Data:
PR #38, opened 2021-09-27
qneg module parameterization

peverwhee:
QNEG parameterization: 
- Added utilities/qneg.F90 and .meta
- Added qneg to existing physics scheme SDFs
- Added scheme_name output variable in existing physics schemes (kessler, held suarez) - to be input to qneg

This has been tested with KESSLER with the null dycore and the SE dycore. Tested by:
- Manually setting qmin to 1e-3 for rain water mixing ratio
- Comparing the number of violations (and the worst violation) in new parameterization in CAMDEN to the same metrics in CAM [when called from DP_COUPLER and KESSLER]


utilities/qneg.F90
```diff
@@ -0,0 +1,509 @@
...
+  interface reset_stats
+     module procedure reset_stats_scalar
+     module procedure reset_stats_array
+  end interface reset_stats
+
+contains
+
+!> \section arg_table_qneg_init Argument Table
+!! \htmlinclude qneg_init.html
+  subroutine qneg_init(print_qneg_warn, number_of_constituents, qmin)
```
gold2718, line 62: Should have `errcode` and `errmsg` (initialize them to zero and empty string respectively).

utilities/qneg.F90
```diff
@@ -0,0 +1,509 @@
...
+       case('timestep')
+          collect_stats = .true.
+          timestep_reset = .true.
+       case('off')
+          collect_stats = .false.
+          timestep_reset =.false.
+       case default
+          !do nothing
+!          call endrun(sub//"FATAL: '"//trim(print_qneg_warn)//"' is not a    &
+!             valid value for print_qneg_warn")
```
gold2718, line 117: Set `errcode = 1` and `errmsg` to this message.

utilities/qneg.F90
```diff
@@ -0,0 +1,509 @@
...
+!          index = i
+!          call reset_stats(qneg4_warn_num(index), qneg4_warn_worst(index))
+!          exit
+!       end if
+!    end do
+!  end function find_index4
+
+!> \section arg_table_qneg_run Argument Table
+!! \htmlinclude qneg_run.html
+  subroutine qneg_run (subnam, ncol, ncold, lver, num_constituents, qmin, q)
```
gold2718, line 185: Should have `errcode` and `errmsg` (initialize them to zero and empty string respectively).

gold2718 (changes requested):
A few changes needed.

kessler/kessler.F90
```diff
@@ -21,14 +21,15 @@ module kessler
 
    !> \section arg_table_kessler_init  Argument Table
    !! \htmlinclude kessler_init.html
-   subroutine kessler_init(cp_in, lv_in, psl_in, rair_in, rhoqr_in, errmsg, errflg)
+   subroutine kessler_init(cp_in, lv_in, psl_in, rair_in, rhoqr_in, scheme_name, errmsg, errflg)
```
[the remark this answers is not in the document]
peverwhee: moved to run routine.

held_suarez/held_suarez_1994.F90
```diff
@@ -52,13 +52,14 @@ module held_suarez_1994
 
 !> \section arg_table_held_suarez_1994_init Argument Table
 !! \htmlinclude held_suarez_1994_init.html
-  subroutine held_suarez_1994_init(pver_in, cappa_in, cpair_in, psurf_ref_in, pref_mid_norm_in, errmsg, errflg)
+  subroutine held_suarez_1994_init(pver_in, cappa_in, cpair_in, psurf_ref_in, pref_mid_norm_in, scheme_name, errmsg, errflg)
```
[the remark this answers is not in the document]
peverwhee: also moved to run routine

utilities/qneg.meta
```diff
@@ -0,0 +1,116 @@
...
+  units = count
+  type = integer
+  dimensions = ()
+  intent = in
+[ ncold ]
+  standard_name = horizontal_dimension
+  units = count
+  type = integer
+  dimensions = ()
+  intent = in
```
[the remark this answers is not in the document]
peverwhee: changed to horizontal_loop_begin/end

utilities/qneg.meta
```diff
@@ -0,0 +1,116 @@
...
+  units = 1
+  type = character | kind = len=*
+  dimensions = ()
+  intent = in
+[ ncol ]
+  standard_name = horizontal_loop_extent
+  units = count
+  type = integer
+  dimensions = ()
+  intent = in
```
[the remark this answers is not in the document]
peverwhee: changed to horizontal_loop_begin/end

utilities/qneg.F90
```diff
@@ -0,0 +1,509 @@
...
+  private
+  save
+
+  ! Public interface.
+
+  public :: qneg_init
+  public :: qneg_run !qneg3 in CAM6
+  public :: qneg_timestep_final
+  public :: qneg_final
+!  public :: qneg4
```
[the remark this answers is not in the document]
peverwhee: removed qneg4 & all 3 suffixes

utilities/qneg.F90
peverwhee: good call - added in both routines

utilities/qneg.F90
```diff
@@ -0,0 +1,371 @@
...
+!          call outfld(trim(diag_names(num_constituents+m)), badcols, pcols, idx)
+!       end if
+    end do
+    call t_stopf ('qneg_run')
+
+  end subroutine qneg_run
+
+!> \section arg_table_qneg_timestep_final Argument Table
+!! \htmlinclude qneg_timestep_final.html
+  subroutine qneg_timestep_final(mpi_communicator, rootprocid, isrootproc)
```
gold2718, line 281: Also needs `errcode` and `errmsg` (sorry for not noticing before).

utilities/qneg.F90
```diff
@@ -0,0 +1,371 @@
...
+    logical, intent(in) :: isrootproc
+
+    if (timestep_reset .and. collect_stats) then
+       call qneg_print_summary(mpi_communicator, rootprocid, isrootproc)
+    end if
+
+  end subroutine qneg_timestep_final
+!> \section arg_table_qneg_final Argument Table
+!! \htmlinclude qneg_final.html
+  subroutine qneg_final(mpi_communicator, rootprocid, isrootproc)
```
gold2718, line 294: Also needs `errcode` and `errmsg` (sorry for not noticing before).

gold2718 (approved):
Looking good. Please add the two interfaces I did not notice the first time.

suite_cam6.xml
```diff
@@ -242,7 +242,7 @@
       <!-- **************************** -->
       <!-- Negative moisture/tracer check -->
       <!-- **************************** -->
-      <scheme>qneg4</scheme>                          <!-- Modify surface moisture and heat fluxes to prevent negative moisture values, and output diagnostics -->
+<!--      <scheme>qneg4</scheme>                         --><!-- Modify surface moisture and heat fluxes to prevent negative moisture values, and output diagnostics -->
```
nusbaume, line 245: I might leave this uncommented, but rename `qneg4` to `qneg_surface`, with a comment noting that in CAM this is referred to as "qneg4".  The reason for this change is because every uncommented scheme in this file indicates a physics or chemistry process that must exist in some form as a CCPP scheme in order to exactly replicate CAM6 physics, and my fear is that if we comment it out my future self might think that it is un-necessary.

utilities/qneg.F90
```diff
@@ -0,0 +1,381 @@
...
+!    call addfld(diag_names((2*num_constituents) + 1), horiz_only, 'I', 'kg/m^2/s',     &
+!         'qflux excess (QNEG4)')
+
+    !Create fake qmin -> will be removed when qmin exists
+    qmin = 0._kind_phys
+
+    !Allocate and initialize arrays whose dimensions depend on num_constituents:
+    num_constituents = number_of_constituents
+    allocate(qneg_warn_num(num_constituents, num_bins), stat=ierr)
+    call check_allocate(ierr, subname, 'qneg_warn_num')
```
nusbaume, line 97: It might be worth discussing at some point how CCPP schemes can raise an error associated with allocation failures without having to bring-in the `check_allocate` function via a CAMDEN-specific `use` statement.  Maybe add this to the issue I mentioned above as a discussion topic?

suite_cam6.xml
peverwhee: I'm on board - changed to qneg_surface and uncommented.

utilities/qneg.F90
gold2718: Oh, good point. I am so used to seeing the `check_allocate` calls that I forgot we were in a CCPP scheme. These should be using `errcode` and `errmsg` followed by `return`.

suite_cam6.xml
gold2718: I think that `qneg_surface` should be its own scheme (in its own module). I agree that it should be uncommented here but maybe open an issue to remind us that it needs to be implemented.

peverwhee: issue opened.

utilities/qneg.F90
```diff
@@ -0,0 +1,388 @@
...
+    allocate(qneg_warn_num(num_constituents, num_bins), stat=ierr)
+    if (ierr /= 0) then
+       errcode = 1
+       errmsg = trim(subname)//': Allocate of qneg_warn_num failed'
+       return
+    end if
+    allocate(qneg_warn_worst(num_constituents, num_bins), stat=ierr)
+    if (ierr /= 0) then
+       errcode = 1
+       errmsg = trim(subname)//': Allocate of qneg_warn_worst'
```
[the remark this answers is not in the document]
peverwhee: indeed!

utilities/qneg.F90
```diff
@@ -0,0 +1,388 @@
...
+!         'qflux excess (QNEG4)')
+
+    !Create fake qmin -> will be removed when qmin exists
+    qmin = 0._kind_phys
+
+    !Allocate and initialize arrays whose dimensions depend on num_constituents:
+    num_constituents = number_of_constituents
+    allocate(qneg_warn_num(num_constituents, num_bins), stat=ierr)
+    if (ierr /= 0) then
+       errcode = 1
```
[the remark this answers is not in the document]
peverwhee: changed.

utilities/qneg.F90
```diff
@@ -0,0 +1,388 @@
...
+!    end do
+!    diag_names((2*num_constituents) + 1) = 'qflux_exceeded'
+!    call addfld(diag_names((2*num_constituents) + 1), horiz_only, 'I', 'kg/m^2/s',     &
+!         'qflux excess (QNEG4)')
+
+    !Create fake qmin -> will be removed when qmin exists
+    qmin = 0._kind_phys
+
+    !Allocate and initialize arrays whose dimensions depend on num_constituents:
+    num_constituents = number_of_constituents
```
cacraigucar, line 94: I'm not sure if this is a "hard and fast rule" or not, but typically when we set a module variable to an input variable, we use the same name and the input variable has the name appended with "_in".  In this case, it would be `num_constituents = num_constituents_in` or `number_of_constituents = number_of_constituents_in` depending on which name you prefer

utilities/qneg.F90
```diff
@@ -0,0 +1,388 @@
+module qneg
+
```
cacraigucar, line 2: It appears that this module may just be for CCPP use (and not being taken back into ESCOMP/CAM).  If that is the case, I suggest that a comment be added at the top of this module indicating its limited scope.

cacraigucar (changes requested):
First review.  I wanted to get this off so that Courtney can review my comments and respond.  I may find additional items tomorrow as I'm still comparing the changes.

utilities/qneg.F90
```diff
@@ -0,0 +1,388 @@
...
+  use shr_kind_mod,        only: CS => SHR_KIND_CS
+  use ccpp_kinds,          only: kind_phys
+  use perf_mod,            only: t_startf, t_stopf
+  use cam_logfile,         only: iulog
+  use shr_sys_mod,         only: shr_sys_flush
+!  use cam_history_support, only: max_fieldname_len
+!  use ppgrid,              only: pcols
```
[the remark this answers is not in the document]
peverwhee: I'll make a pass through and remove some commented out code, but I assume the history stuff will eventually be added back in in some form.

utilities/qneg.F90
```diff
@@ -0,0 +1,388 @@
...
+
+  implicit none
+  private
+  save
+
+  ! Public interface.
+
```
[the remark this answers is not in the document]
peverwhee: Not 100% sure, but I think not since qneg4 will become a new module named qneg_surface.

utilities/qneg.F90
```diff
@@ -0,0 +1,388 @@
...
+    !------------------------------Arguments--------------------------------
+    !
+    ! Input arguments
+    !
+    character(len=*), intent(in) :: subnam ! name of calling routine
+
+    integer, intent(in) :: loop_begin
+    integer, intent(in) :: loop_end
+    integer, intent(in) :: lver         ! number of vertical levels in column
+    integer, intent(in) :: num_constituents ! number of constituents
```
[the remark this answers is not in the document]
peverwhee: Steve and I had talked about how, in physics_types,  it's called in a loop over all constituents (with the exception of the number concentrations) so we opted to just loop over all of them within qneg. This issue in CAM - https://github.com/NCAR/CAMDEN/issues/137 - was made to include constituent_properties in qneg and thus handle the number concentrations that way.

utilities/qneg.F90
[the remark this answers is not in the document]
peverwhee: removed one or two things, but left the history stuff commented - let me know if that's something we want to remove altogether and just build from scratch later.

utilities/qneg.F90
```diff
@@ -0,0 +1,388 @@
...
+  real(kind_phys), parameter :: worst_reset = 1.e35_kind_phys
+
+  ! Diagnostic field names
+!  integer              :: num_diag_fields = 0
+!  character(len=max_fieldname_len) :: diag_names(num_diag_fields)
+!  logical             :: cnst_out_calc = .false.
+!  logical             :: cnst_outfld(num_diag_fields) = .false.
+
+  ! Summary buffers
+  integer, parameter    :: num_bins = 24
```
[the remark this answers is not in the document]
peverwhee: added a comment. Not sure about the first question - @nusbaume ?

utilities/qneg.F90
peverwhee: changed!

utilities/qneg.F90
peverwhee: added a comment.

utilities/qneg.F90
```diff
@@ -0,0 +1,388 @@
...
+!       diag_names(num_constituents+index) = trim(cnst_name(index))//'_qneg_col'
+!       call addfld(diag_names(num_constituents+index), horiz_only, 'I', 'kg/kg',         &
+!            trim(cnst_longname(index))//' QNEG error (column)')
+!    end do
+!    diag_names((2*num_constituents) + 1) = 'qflux_exceeded'
+!    call addfld(diag_names((2*num_constituents) + 1), horiz_only, 'I', 'kg/m^2/s',     &
+!         'qflux excess (QNEG4)')
+
+    !Create fake qmin -> will be removed when qmin exists
+    qmin = 0._kind_phys
```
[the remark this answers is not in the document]
peverwhee: Agreed that, for sure, it will eventually come from the host model. I think the decision was made to put the faked version in here since it doesn't exist anywhere right now and some design decisions have to be made about where it will come from.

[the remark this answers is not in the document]
peverwhee: Added an issue - https://github.com/NCAR/CAMDEN/issues/158 - to CAMDEN

utilities/qneg.F90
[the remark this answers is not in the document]
nusbaume: Assuming the number of schemes that call qneg is equal to the number of qneg calls in a particular SDF then determining the `num_bins` value ahead of time and passing it in should totally be doable.   That being said, although we could get CAMDEN to do it, I think it would be a lot cleaner and more portable if the CCPP framework itself managed it (as @cacraigucar mentioned).  Maybe we should make another issue in this repo to remind us to ask Steve when he gets back?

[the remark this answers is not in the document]
peverwhee: Issue - https://github.com/NCAR/atmospheric_physics/issues/41

utilities/qneg.F90
cacraigucar: Just an FYI - line 79 (currently commented out) uses num_constituents.  So if this logic is ever uncommented, then it will need to be moved below this assignment.

cacraigucar (approved):

utilities/qneg.F90
peverwhee: good call - moved the assignment upwards.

Task objective: Set out every line from the material that contains the string "parameterization".

Solution for this exercise:
qneg module parameterization
QNEG parameterization: 
- Comparing the number of violations (and the worst violation) in new parameterization in CAMDEN to the same metrics in CAM [when called from DP_COUPLER and KESSLER]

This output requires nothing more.